Still not convinced? How about the fact that the 2007 Acura MDX (a 4500 lb SUV) with SH-AWD had a lateral g rating of between 0.86 g – 0.88 g, depending on who was testing it. For reference, this was pretty much identical to the original NSX and was on par with the BMW M3 and M6 at the time. Mind you, the MDX did this on mud/snow all-season SUV tires, not summer tires like the BMWs had.

So what are the disadvantages of a torque-vectoring active differential? Well, some systems do not work off-throttle (and this is where that brake-based torque vectoring comes in handy). And, of course, the cost of adding on a torque vectoring differential is usually around $1000 or more depending on which manufacturer you go with.
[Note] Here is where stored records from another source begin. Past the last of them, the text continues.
PR #1364, opened 2021-01-21
Preserve EDNS OPT record in a response if truncation occurs

vlad20012:
According to [RFC 6891](https://tools.ietf.org/html/rfc6891#section-7)
> The minimal response MUST be the DNS header, question section, and **an
   OPT record**.  This MUST also occur when a truncated response (using
   the DNS header's TC bit) is returned.

Hence, we must preserve EDNS OPT record in an answer when truncation occurs


crates/proto/src/op/message.rs
```diff
@@ -780,10 +797,10 @@ where
     let mut additional_count = count_was_truncated(additionals.emit(encoder))?;
 
     if let Some(edns) = edns {
+        encoder.set_max_size(real_encoder_max_size);
         // need to commit the error code
```
vlad20012, line 801: What does this comment mean btw?

bluejekyll: I think that is referring to the fact that the response error code may need to be committed to the EDNS record... i.e. in EDNS the response (error code) is has high-order bits stored in the EDNS record that augment those in the original DNS Header. So I think that's what this may be talking about...

crates/proto/src/op/edns.rs
```diff
@@ -113,6 +113,18 @@ impl Edns {
     pub fn set_option(&mut self, option: EdnsOption) {
         self.options.insert(option);
     }
+
+    pub(crate) fn len(&self) -> u16 {
+        1 //   Name::root
```
bluejekyll, line 118: I wonder if we should consider adding some consts for these things, or perhaps instead use `std::mem::size_of` It would make the code a bit more self-documenting. Thoughts?

I know we have a similar practice elsewhere in the code, maybe I'll file a cleanup issue for this.

bluejekyll (approved):
Overall, I like this change. See my one comment, maybe we don't need that in this PR, but it might be nice for us to add in a later one.

bluejekyll:
@vlad20012 please confirm that this is ready to land. If it is, either update the branch to current main, or confirm and I can update this branch.

Thanks for this PR!

crates/proto/src/op/edns.rs
vlad20012: Hmm, could we use `EncodedSize` for this?
Let's do this in another PR anyway

bluejekyll:
hm, it looks like this got approved and reviewed, and then we missed the fact that it was ready to go back then. Is this still worth doing?

bluejekyll:
@vlad20012, do you think this is something worth updating and getting in? I think I missed when you updated this before...

PR #1365, opened 2021-01-23
Remove the warning about proto crate

### LINKED ISSUE #1355: General purpose DNS parsing library
Hello

I'm in a need for a library that is able to parse packets as seen on network for some analytical reasons (not acting as a server or client, just looking at the packets already there). From what I browse through the docs, the `trust-dns-proto` would probably be just what I need.

However, the documentation specifically says it is not really meant to be used by others and that there might be breaking changes, etc.

So what I would like to know is, how large the breakage might get between versions, or if there's some long-term vision to, besides having a client and server implementations, to also provide some kind of „General purpose parsing/manipulation library“ thing, or if you would rather point me to some different library for these purposes.

vorner:
It's no longer considered internal and that much unstable.

Closes #1355.


vorner:
Is that CI failure in any way related? It seems I haven't touched anything close to any TLS thing.

bluejekyll (approved):
Thank you!

bluejekyll:
No. Sometimes the tests flake, since it’s rare we haven’t spent time looking into why.

PR #1369, opened 2021-01-27
Change Edns set_* to -> &mut Self

leshow:
Interested in this change? All the other `set_*` methods in `Header`, `Message`, `Query` return `&mut Self` so they can be chained, except for `Edns`. Seems like maybe it should also?

I didn't change the now deprecated `set_option`.


djc (approved):

djc:
LGTM, thanks!

bluejekyll (approved):
Lgtm too! Thanks for the change!

PR #1373, opened 2021-02-03
Enable RuntimeProvider in DoT implementations

chengyuhui:
I was surprised that `RuntimeProvider` does not work in DoT, which is not ideal for my application.

Most changes of this PR are just playing around with types, almost no changes have been made to the logic.

### DIFF
--- a/crates/rustls/src/tests.rs
+++ b/crates/rustls/src/tests.rs
@@ -26,9 +26,9 @@ use openssl::x509::*;
 use futures_util::stream::StreamExt;
 use rustls::Certificate;
 use rustls::ClientConfig;
-use tokio::runtime::Runtime;
+use tokio::{net::TcpStream as TokioTcpStream, runtime::Runtime};
 
-use trust_dns_proto::xfer::SerialMessage;
+use trust_dns_proto::{iocompat::AsyncIoTokioAsStd, xfer::SerialMessage};
 
 use crate::tls_connect;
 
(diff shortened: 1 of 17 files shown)


chengyuhui:
I keep getting this when running `cargo make clippy` locally (totally unrelated code halts the process), which is annoying.

image

djc:
Are you using nightly Rust?

chengyuhui:
Oops, my bad. Now that's sorted out.

crates/rustls/src/tests.rs
```diff
@@ -26,9 +26,9 @@ use openssl::x509::*;
 use futures_util::stream::StreamExt;
 use rustls::Certificate;
 use rustls::ClientConfig;
-use tokio::runtime::Runtime;
+use tokio::{net::TcpStream as TokioTcpStream, runtime::Runtime};
```
djc, line 29: Let's put this on a separate line, in keeping with the surrounding style.

djc (commented):
This changes looks good in principe, though some of the type aliases look very complex. Does it really make sense to declare a `TcpClientStream<AsyncIoTokioAsStd<TokioTlsStream<AsyncIoStdAsTokio<S>>>>`?

In your changes, you changed the import style. I think these changes should be reverted/made to comply with the prevalent style. In the prevalent style, there is no nested grouping of imported items.

chengyuhui:
Well, I don't think anyone would like such a strange type. However, I currently have no idea how to simplify that.
```
TcpClientStream<AsyncIoTokioAsStd<TokioTlsStream<AsyncIoStdAsTokio<S>>>> where S: Connect
^                                 ^                                ^
std                               tokio                            std                                       
```
The issue is that each part of this type accepts different `AsyncRead + AsyncWrite` coming from the standard library (or `futures`) and `tokio`, which are incompatible.

djc:
Ugh, yeah, I guess that's actually necessary.

chengyuhui:
I have updated all the styles.

djc (approved):
This looks fine to me. Thanks!

chengyuhui:
Please note that this would be a breaking change for every TLS implementation crate, as there is an extra type parameter.

PR #1379, opened 2021-02-18
proto: add actual data to error message (fixes #1377)

### LINKED ISSUE #1377: Forgotten format! in Record::read
I think there's supposed to be a `format!` in here:
https://github.com/bluejekyll/trust-dns/blob/26b842b7e983d83030d369373131826eae6ea94b/crates/proto/src/rr/resource.rs#L372

djc:


djc:
Not sure what is going on with `test_example_tls_toml_startup`, some kind of race condition?

PR #1380, opened 2021-02-18
update windows to new openssl release, 1_1_1j

bluejekyll:
Gotta say, I'm getting really tired of supporting OpenSSL.

Sadly, I think we need it for a lot of the tests, for key generation, etc. So I don't think dropping support in the libraries would get rid of this windows support issue. Maybe we can figure out a way to download the "latest" openssl release, rather than being explicit, but that will take time to write and test.

### DIFF
--- a/.github/workflows/test.yml
+++ b/.github/workflows/test.yml
@@ -64,7 +64,8 @@ jobs:
     runs-on: ubuntu-latest
     strategy:
       matrix:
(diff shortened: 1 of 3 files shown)


djc:
Why exactly do you think we need it for tests? We could generate certificates with rcgen.

djc:
It also would seem pretty okay to dump openssl/windows out of the testing matrix, only test our OpenSSL code on Linux, assuming we don't have a lot of platform-specific code.

bluejekyll:
I disabled the OpenSSL test. It’s passing locally...

PR #1384, opened 2021-02-23
Take the current header truncated bit into account

ilaidlaw:
We deserialize a message, examine the contents, and re-serialize it. We noticed that the new serialized message was missing the `truncate` bit. This patch fixes it in our case, but not sure if this is the correct approach in general. Welcome for feedback and suggestions on a different fix!

### DIFF
--- a/crates/proto/src/op/message.rs
+++ b/crates/proto/src/op/message.rs
@@ -801,7 +801,8 @@ where
         nameserver_count: nameserver_count.0,
         additional_count: additional_count.0,
     };
-    let was_truncated = answer_count.1 || nameserver_count.1 || additional_count.1;
+    let was_truncated =
+        header.truncated() || answer_count.1 || nameserver_count.1 || additional_count.1;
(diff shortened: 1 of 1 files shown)


bluejekyll:
Thanks for the PR.

If I remember this code correctly, the reason it was here is during traction by the server. Have you tested this locally to see if it is working as you expect?

Are you constructing a truncated request by hand?

ilaidlaw:
Yes we've added a test in our project which takes a response with the truncate bit set, then de-serializes into a Message, re-serializes and verifies the truncate bit is still set.

djc:
It would be good to make sure we have test coverage for that in the trust-dns test suite, as well.

ilaidlaw:
I tweaked the tests to use the truncate flag, let me know if that is sufficient.

bluejekyll:
Thanks for the PR, merging. The cleanliness failure will be fixed OOB.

But you know that saying about getting what you pay for…

Example of companies that use torque-vectoring differentials:

Acura, Audi, BMW, Honda, Mitsubishi, Nissan, Subaru and several others

Example of companies that use torque-vectoring differentials with outside wheel acceleration:

Acura, Audi, and a few others

SUMMARY

So in the end, both brake-based systems and active differentials will improve your vehicle’s performance. But if you really want the one that’s going to kick your car’s performance into high gear, get the torque-vectoring differential, especially if you do autocross or track driving like I do.

As stated above, there are some manufacturers that offer both brake-vectoring and TVDs on the same vehicle. Of course, if you really want to go all out, get a system that also has outside wheel acceleration in addition to torque vectoring. You’ll thank me every time you take your car on the track — or that freeway onramp.